Exercise brief: Find the lines of the material below that include the string "approach", then copy each one.

:: Exercise data ::

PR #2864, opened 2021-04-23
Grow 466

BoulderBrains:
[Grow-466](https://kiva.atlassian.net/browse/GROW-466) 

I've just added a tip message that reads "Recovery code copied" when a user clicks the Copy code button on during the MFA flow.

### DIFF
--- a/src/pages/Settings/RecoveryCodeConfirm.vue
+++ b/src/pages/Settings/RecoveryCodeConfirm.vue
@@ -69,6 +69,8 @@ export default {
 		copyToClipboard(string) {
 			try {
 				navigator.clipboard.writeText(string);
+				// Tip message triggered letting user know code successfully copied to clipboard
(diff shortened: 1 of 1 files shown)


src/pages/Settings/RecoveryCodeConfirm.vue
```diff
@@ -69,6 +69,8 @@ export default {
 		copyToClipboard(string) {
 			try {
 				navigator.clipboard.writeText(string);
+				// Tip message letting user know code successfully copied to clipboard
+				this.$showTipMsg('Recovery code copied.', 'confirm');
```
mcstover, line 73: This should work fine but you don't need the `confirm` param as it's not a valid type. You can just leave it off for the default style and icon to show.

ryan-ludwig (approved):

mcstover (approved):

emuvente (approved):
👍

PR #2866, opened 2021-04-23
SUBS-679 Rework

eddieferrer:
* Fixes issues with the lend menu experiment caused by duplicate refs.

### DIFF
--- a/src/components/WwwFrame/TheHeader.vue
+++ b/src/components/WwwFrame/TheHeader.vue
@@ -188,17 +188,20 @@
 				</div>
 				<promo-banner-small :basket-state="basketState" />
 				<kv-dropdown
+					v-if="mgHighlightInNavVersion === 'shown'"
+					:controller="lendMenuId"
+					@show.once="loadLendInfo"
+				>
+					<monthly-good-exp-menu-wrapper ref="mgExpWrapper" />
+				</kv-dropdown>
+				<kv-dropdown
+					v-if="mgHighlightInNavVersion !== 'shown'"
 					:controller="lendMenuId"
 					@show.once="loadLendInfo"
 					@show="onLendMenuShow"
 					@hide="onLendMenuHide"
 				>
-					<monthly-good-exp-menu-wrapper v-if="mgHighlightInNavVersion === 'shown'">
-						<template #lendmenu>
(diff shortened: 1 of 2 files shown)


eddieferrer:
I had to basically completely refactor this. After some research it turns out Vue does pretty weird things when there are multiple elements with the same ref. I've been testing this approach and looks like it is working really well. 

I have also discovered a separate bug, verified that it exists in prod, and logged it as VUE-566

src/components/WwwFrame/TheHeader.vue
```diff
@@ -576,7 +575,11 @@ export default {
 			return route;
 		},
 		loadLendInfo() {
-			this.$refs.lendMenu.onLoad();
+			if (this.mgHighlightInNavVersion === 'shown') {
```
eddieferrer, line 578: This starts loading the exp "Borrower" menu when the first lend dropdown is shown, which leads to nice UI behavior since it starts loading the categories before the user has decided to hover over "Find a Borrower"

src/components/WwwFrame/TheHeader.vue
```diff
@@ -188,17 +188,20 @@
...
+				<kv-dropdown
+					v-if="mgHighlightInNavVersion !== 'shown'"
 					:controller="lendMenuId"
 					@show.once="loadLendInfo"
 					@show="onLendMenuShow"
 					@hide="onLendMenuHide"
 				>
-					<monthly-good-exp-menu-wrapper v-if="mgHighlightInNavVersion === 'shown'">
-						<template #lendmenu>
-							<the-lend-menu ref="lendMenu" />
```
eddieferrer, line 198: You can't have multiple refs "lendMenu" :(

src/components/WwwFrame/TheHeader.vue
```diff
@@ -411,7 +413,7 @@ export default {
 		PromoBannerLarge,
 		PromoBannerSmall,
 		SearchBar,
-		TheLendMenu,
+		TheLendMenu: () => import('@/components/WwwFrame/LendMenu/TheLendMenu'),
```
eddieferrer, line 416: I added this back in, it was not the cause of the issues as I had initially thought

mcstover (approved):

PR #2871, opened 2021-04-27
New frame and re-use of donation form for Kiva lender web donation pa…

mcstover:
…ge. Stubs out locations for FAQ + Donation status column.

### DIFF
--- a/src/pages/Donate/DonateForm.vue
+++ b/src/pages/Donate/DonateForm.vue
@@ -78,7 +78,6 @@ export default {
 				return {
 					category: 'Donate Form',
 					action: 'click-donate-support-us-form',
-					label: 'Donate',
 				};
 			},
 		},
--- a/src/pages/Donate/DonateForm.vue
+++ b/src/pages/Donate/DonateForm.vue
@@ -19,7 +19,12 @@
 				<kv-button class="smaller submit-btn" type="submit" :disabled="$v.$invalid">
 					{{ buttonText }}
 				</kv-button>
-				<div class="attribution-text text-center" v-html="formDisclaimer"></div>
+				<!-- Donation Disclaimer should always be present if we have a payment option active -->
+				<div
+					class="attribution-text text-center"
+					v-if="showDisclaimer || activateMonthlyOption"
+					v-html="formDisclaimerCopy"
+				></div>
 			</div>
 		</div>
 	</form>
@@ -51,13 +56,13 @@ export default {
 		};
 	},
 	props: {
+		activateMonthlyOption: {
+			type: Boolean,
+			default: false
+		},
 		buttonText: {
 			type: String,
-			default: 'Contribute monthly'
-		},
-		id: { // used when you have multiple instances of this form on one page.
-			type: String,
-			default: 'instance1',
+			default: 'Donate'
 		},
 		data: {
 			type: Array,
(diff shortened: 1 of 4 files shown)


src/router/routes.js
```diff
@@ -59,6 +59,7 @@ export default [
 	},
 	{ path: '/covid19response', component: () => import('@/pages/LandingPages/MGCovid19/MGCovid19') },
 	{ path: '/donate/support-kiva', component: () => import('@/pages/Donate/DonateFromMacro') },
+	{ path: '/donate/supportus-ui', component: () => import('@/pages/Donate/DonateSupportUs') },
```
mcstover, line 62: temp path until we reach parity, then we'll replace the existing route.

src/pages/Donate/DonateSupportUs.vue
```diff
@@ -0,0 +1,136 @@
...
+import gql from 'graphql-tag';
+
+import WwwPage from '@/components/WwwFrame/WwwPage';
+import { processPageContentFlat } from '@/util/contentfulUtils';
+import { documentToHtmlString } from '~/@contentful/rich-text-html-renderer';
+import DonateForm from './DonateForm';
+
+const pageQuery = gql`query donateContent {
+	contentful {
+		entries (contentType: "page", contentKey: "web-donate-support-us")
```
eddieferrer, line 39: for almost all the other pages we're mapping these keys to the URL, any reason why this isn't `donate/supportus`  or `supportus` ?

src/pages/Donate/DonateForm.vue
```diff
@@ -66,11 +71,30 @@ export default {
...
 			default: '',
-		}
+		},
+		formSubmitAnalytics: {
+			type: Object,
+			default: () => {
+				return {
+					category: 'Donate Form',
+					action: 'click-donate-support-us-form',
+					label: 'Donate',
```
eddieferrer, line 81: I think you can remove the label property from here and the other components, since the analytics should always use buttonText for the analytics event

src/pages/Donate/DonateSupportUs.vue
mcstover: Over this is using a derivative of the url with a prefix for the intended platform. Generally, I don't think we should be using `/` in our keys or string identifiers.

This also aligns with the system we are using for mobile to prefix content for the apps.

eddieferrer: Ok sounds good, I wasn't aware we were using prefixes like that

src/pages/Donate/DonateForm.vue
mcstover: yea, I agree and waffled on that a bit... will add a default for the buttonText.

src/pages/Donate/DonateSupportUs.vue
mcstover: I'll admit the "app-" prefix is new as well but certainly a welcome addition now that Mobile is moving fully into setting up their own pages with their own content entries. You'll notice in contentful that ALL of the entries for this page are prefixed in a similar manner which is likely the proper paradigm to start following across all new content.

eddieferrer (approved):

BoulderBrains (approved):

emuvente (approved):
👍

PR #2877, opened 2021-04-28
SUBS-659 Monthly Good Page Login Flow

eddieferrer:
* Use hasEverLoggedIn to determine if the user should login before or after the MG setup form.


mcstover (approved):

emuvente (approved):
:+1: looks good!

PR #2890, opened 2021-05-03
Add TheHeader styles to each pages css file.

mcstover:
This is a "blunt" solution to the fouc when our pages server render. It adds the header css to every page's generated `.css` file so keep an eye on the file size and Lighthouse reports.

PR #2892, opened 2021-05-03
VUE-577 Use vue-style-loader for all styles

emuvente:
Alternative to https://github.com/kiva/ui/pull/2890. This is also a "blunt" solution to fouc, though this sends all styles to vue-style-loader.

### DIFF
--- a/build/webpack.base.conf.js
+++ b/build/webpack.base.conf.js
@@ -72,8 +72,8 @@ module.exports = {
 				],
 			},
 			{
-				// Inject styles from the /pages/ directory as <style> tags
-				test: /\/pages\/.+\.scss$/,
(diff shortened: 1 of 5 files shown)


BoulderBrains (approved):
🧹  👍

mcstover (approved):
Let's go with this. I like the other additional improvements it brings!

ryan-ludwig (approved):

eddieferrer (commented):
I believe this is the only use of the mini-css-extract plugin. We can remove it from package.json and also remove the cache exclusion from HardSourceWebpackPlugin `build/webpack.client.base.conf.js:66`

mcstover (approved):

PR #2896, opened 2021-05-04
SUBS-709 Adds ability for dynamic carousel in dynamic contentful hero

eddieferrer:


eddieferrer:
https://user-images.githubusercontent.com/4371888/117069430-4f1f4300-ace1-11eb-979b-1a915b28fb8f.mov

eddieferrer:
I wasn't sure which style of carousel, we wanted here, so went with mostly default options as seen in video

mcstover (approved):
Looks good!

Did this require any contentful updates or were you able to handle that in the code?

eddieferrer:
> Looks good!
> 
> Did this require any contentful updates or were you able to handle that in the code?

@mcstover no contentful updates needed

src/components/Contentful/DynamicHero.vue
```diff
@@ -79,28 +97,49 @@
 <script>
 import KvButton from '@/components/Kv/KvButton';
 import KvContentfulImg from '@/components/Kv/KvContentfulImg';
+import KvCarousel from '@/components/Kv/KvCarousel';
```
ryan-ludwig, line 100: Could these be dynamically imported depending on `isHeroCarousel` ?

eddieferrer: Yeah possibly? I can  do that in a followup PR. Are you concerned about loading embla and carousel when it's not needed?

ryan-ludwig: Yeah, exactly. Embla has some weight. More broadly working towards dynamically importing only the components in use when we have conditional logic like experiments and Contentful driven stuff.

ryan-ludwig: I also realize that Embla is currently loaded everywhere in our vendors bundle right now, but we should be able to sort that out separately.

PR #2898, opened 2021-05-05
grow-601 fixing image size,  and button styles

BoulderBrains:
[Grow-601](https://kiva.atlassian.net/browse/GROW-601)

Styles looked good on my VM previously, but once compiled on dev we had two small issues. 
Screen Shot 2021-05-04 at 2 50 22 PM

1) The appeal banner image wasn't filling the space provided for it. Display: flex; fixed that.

:::
:: Exercise data ::

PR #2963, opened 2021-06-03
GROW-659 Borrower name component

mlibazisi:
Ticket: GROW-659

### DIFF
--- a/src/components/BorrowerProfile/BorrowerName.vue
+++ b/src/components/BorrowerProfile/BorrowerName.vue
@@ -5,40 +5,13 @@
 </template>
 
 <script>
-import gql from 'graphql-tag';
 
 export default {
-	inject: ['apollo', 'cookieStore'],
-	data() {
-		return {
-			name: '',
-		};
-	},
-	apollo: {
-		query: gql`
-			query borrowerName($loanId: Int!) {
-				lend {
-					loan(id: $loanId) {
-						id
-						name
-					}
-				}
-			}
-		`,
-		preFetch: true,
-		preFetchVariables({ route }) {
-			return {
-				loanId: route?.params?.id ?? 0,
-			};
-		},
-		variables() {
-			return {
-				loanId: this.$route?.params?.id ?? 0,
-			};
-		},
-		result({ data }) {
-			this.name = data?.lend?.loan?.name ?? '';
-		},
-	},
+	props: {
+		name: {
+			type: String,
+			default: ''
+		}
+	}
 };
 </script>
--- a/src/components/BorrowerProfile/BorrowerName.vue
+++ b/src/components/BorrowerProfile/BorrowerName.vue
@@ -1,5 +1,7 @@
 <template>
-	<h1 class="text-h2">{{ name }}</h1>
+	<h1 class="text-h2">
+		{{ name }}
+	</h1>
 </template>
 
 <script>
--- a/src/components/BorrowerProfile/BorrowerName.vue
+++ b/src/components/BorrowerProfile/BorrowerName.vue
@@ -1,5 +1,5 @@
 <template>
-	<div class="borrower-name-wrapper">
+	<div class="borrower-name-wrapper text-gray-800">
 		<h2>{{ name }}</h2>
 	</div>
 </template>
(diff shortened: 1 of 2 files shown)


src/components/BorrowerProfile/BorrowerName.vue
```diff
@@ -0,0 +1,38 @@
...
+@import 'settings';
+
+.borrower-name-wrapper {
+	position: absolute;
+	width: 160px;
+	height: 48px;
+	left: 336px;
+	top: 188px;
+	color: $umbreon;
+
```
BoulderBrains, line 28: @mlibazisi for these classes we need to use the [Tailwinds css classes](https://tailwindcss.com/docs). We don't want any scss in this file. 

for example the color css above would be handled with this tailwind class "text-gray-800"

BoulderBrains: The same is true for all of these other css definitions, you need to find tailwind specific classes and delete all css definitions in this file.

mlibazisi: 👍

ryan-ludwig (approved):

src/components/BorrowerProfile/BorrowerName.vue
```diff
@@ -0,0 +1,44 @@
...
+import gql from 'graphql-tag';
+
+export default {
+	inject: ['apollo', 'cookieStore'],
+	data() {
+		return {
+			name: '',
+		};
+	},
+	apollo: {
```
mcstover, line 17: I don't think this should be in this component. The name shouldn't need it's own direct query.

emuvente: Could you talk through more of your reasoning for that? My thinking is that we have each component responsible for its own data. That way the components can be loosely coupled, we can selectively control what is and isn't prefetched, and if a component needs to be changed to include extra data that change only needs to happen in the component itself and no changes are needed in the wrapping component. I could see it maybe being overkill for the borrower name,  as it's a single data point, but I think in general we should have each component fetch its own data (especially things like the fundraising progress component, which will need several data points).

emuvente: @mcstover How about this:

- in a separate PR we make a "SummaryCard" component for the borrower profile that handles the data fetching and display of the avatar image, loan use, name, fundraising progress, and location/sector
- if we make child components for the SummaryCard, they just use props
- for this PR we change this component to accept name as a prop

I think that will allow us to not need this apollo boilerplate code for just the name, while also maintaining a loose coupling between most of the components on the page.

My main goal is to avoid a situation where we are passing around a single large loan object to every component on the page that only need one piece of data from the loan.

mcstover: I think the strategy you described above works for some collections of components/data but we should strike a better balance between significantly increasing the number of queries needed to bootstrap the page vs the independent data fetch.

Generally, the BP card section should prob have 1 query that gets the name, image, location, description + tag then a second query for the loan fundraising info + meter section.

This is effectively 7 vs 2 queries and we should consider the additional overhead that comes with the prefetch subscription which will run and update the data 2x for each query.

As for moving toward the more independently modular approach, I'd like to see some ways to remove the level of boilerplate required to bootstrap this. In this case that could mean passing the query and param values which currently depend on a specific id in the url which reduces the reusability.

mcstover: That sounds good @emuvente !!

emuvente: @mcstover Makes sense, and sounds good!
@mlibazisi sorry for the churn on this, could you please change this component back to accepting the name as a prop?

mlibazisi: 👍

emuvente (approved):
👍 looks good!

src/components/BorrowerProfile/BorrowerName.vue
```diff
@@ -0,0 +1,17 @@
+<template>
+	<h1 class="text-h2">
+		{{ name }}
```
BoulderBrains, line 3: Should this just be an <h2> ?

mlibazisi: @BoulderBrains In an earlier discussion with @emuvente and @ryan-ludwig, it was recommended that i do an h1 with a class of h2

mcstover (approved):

:::

Result for this exercise:
I had to basically completely refactor this. After some research it turns out Vue does pretty weird things when there are multiple elements with the same ref. I've been testing this approach and looks like it is working really well. 
As for moving toward the more independently modular approach, I'd like to see some ways to remove the level of boilerplate required to bootstrap this. In this case that could mean passing the query and param values which currently depend on a specific id in the url which reduces the reusability.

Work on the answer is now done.